In the material below, the required lines run from the one containing "watsonjj: I reiterate" through the one containing "we're missing a". Copy those lines exactly, ends included, and nothing else.

--- Information provided ---
*-*-*
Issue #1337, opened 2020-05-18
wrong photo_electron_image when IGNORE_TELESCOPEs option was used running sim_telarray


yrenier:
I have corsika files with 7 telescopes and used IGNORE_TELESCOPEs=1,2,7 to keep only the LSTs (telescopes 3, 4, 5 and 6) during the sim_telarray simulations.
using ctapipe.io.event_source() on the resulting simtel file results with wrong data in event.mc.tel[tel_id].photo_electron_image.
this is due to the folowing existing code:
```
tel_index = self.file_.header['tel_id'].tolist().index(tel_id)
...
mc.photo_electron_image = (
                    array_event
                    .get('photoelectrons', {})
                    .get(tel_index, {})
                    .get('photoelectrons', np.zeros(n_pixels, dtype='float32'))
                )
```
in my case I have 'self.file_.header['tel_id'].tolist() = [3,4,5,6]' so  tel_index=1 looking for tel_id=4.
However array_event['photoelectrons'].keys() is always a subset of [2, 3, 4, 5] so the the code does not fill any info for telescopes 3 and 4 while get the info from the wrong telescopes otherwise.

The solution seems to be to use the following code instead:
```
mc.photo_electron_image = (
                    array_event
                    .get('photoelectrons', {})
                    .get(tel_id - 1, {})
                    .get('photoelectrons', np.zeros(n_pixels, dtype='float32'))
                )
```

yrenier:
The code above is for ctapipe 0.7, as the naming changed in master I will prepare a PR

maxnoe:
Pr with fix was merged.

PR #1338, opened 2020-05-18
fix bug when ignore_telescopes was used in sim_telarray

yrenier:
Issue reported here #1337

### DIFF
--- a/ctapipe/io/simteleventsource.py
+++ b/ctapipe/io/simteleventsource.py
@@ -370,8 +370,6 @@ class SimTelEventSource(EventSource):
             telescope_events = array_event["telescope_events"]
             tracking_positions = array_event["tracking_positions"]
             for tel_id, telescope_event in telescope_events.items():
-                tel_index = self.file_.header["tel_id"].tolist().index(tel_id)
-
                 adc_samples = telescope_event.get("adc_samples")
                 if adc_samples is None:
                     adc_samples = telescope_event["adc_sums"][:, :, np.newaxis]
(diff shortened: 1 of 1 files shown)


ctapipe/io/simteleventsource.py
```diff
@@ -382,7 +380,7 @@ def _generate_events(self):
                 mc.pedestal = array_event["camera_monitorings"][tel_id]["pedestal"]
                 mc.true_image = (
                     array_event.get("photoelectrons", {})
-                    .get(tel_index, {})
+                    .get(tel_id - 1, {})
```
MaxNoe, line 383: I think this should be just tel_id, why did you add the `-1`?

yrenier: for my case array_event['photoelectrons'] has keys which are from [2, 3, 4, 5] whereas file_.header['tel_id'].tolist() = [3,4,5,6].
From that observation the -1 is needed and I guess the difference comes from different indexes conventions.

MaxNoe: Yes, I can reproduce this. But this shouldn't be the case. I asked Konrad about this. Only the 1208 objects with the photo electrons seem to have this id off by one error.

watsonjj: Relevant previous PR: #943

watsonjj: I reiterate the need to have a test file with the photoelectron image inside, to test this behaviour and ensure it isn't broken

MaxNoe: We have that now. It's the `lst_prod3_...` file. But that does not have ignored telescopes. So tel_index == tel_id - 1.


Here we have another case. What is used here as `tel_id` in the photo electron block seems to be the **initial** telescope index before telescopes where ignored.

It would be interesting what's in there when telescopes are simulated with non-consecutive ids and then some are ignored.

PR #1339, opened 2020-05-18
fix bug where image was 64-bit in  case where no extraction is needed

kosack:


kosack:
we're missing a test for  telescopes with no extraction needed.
*-*-*
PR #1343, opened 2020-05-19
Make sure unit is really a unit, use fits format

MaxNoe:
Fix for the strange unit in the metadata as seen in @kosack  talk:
*-*-*
--- Solution ---
watsonjj: I reiterate the need to have a test file with the photoelectron image inside, to test this behaviour and ensure it isn't broken

MaxNoe: We have that now. It's the `lst_prod3_...` file. But that does not have ignored telescopes. So tel_index == tel_id - 1.


Here we have another case. What is used here as `tel_id` in the photo electron block seems to be the **initial** telescope index before telescopes where ignored.

It would be interesting what's in there when telescopes are simulated with non-consecutive ids and then some are ignored.

PR #1339, opened 2020-05-18
fix bug where image was 64-bit in  case where no extraction is needed

kosack:


kosack:
we're missing a test for  telescopes with no extraction needed.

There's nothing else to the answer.